Tracking and trending ED use. Because 25-30 percent of North Texas patients are uninsured, many use the ED—rather than a primary care provider—for non-emergent conditions. DFWHC Foundation members are identifying non-emergent conditions and tracking “frequent flyers” to reduce unnecessary ED visits. 

Blending clinical and administrative data. Twenty-six North Texas organizations performing cardiovascular surgeries have used the patient index to match patients between a clinical registry and claims warehouse. This allows organizations to see not only patients’ clinical attributes, but their encounters before and after surgery to conduct effective population studies. 

Sharing Data Across Hospitals

A regional enterprise master patient index is most helpful in large metropolitan areas, states with many health systems like California, or regions spanning multiple states on the East Coast. Providers considering participation in a regional enterprise master patient index may consider the following tips: 

Make it a collaborative effort. Technology is only an enabler. Participants must be willing to work together and committed to the idea that collaboration offers great gains in patient care rather than lost resources. 

Don’t attempt to create a regional enterprise master patient index with a newly formed network. The initiative requires sophisticated knowledge, healthy collaboration, and a willingness to share sensitive information. Instead, work with an existing network of organizations. For example, more than a decade before implementing its patient index, the DFWHC Foundation forged partnerships with member organizations to support other healthcare initiatives, including patient medication management programs.

Obtain support from leadership as well as the community. To fully optimize a regional enterprise master patient index, the leaders of hospitals and health systems, universities, and health-related businesses must understand its value and the potential for innovation. For example, the DFWHC Foundation includes provider leadership and community members on its board, which has helped accelerate the impact of the regional enterprise master patient index data across the region.

Engage state leaders. State organizations such as the Texas Healthcare Information Collaborative and the Texas Institute of Healthcare Quality and Efficiency have a strong interest in the regional enterprise master patient index and its ability to improve healthcare quality and efficiency. The patient index presents opportunities to match data across registries and Medicaid that can lead to cost reductions and quality improvements. For example, by identifying specific populations that require health interventions, state agencies and healthcare providers can partner to help patients receive appropriate care.  

Dedicate financial resources.
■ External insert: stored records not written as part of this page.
PR #3029, opened 2026-02-18
Update dist s1 entrypoints

cmarshak:
Few questions:

1. I am not sure if my `command` will be problematic without a character in front of `run` for aws batch.
2. `dist_s1_data` option in `OPERA_DIST_S1_CONFIRMATION` is comma separated granules (could be up to 100 granules).

### DIFF
--- a/job_spec/OPERA_DIST_S1_CONFIRMATION.yml
+++ b/job_spec/OPERA_DIST_S1_CONFIRMATION.yml
@@ -1,15 +1,15 @@
-OPERA_DIST_S1:
+OPERA_DIST_S1_CONFIRMATION:
   required_parameters:
     - dist_s1_data 
   parameters:
     dist_s1_data:
       api_schema:
         type: array
-        minItems: 1
+        minItems: 2
         items:
           description: paths to an unconfirmed dist-s1 product
           type: string
-          example: "s3://hyp3-bucket/<job_id>/<dist_s1_product>"
+          example: "s3://hyp3-bucket/<job_id>/<dist_s1_product_directory>"
   cost_profiles:
     DEFAULT:
       cost: 1.0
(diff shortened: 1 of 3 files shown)


job_spec/OPERA_DIST_S1_CONFIRMATION.yml
```diff
@@ -0,0 +1,31 @@
...
+    - name: ''
+      image: ghcr.io/opera-adt/dist-s1
+      command:
+        - run_sequential_confirmation
+        - --dist_s1_data
+        - Ref::dist_s1_data
+        - --bucket
+        - '!Ref Bucket'
+        - --bucket_prefix
+        - Ref::job_id
```
jhkennedy: 🤔 I don't actually see container arguments for bucket and bucket prefix:

```shell
$ docker run --rm -it ghcr.io/opera-adt/dist-s1:test run_sequential_confirmation --help
Usage: python -m dist_s1 run_sequential_confirmation [OPTIONS]

  Run sequential confirmation of unconfirmed DIST-S1 products. Confirms
  products in order of oldest to newest.

Options:
  --dist_s1_data COMMA_LIST       Directory of OPERA products that are
                                  unconfirmed  [required]
  --dst_dist_product_parent TEXT  Path to parent directory for new DIST-S1
                                  product. If None, will be created in the
                                  current directory with the MGRS Tile ID as
                                  the name with first/last date.
  --no_day_limit INTEGER          No day limit in the confirmation logic -
                                  logic is constrained to this number.
  --exclude_consecutive_no_dist BOOLEAN
                                  Whether to exclude consecutive no
                                  disturbance.
  --percent_reset_thresh INTEGER  Percent reset threshold.
  --no_count_reset_thresh INTEGER
                                  No count reset threshold.
  --confidence_upper_lim INTEGER  Confidence upper limit.
  --confirmation_confidence_threshold FLOAT
                                  Confidence threshold.
  --metric_value_upper_lim FLOAT  Metric value upper limit.
  --help                          Show this message and exit.
```

Are they hidden?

Developing a regional enterprise master patient index requires a financial investment. Therefore, organizations should identify what they want to achieve, and then determine if the ROI is worthwhile. 

For example, to participate in the North Texas patient index, providers must be a paying member of the Dallas-Fort Worth Hospital Council Foundation’s Information and Quality Services Center. Many facilities evaluate their use of the index by measuring their potential Medicare patient/program losses over a 30-day period and then determining the value of avoiding and reducing penalties by being able to accurately measure their readmissions on a regional, inter-system basis through the patient index.

Achieving Quality Care and Financial Viability

An accepted belief in health care is “that which is documented is improved.” By establishing an effective regional enterprise master patient index, hospitals can maximize clinical and financial data to enhance quality care for patients across an entire geographical region. Through collaboration and dedication, establishing a regional enterprise master patient index is one way to bolster patient care while ensuring long-term financial viability.  

Kristin Jenkins, JD, FACHE, is president of the Dallas¬–Fort Worth Hospital Council Foundation, Irving, Texas.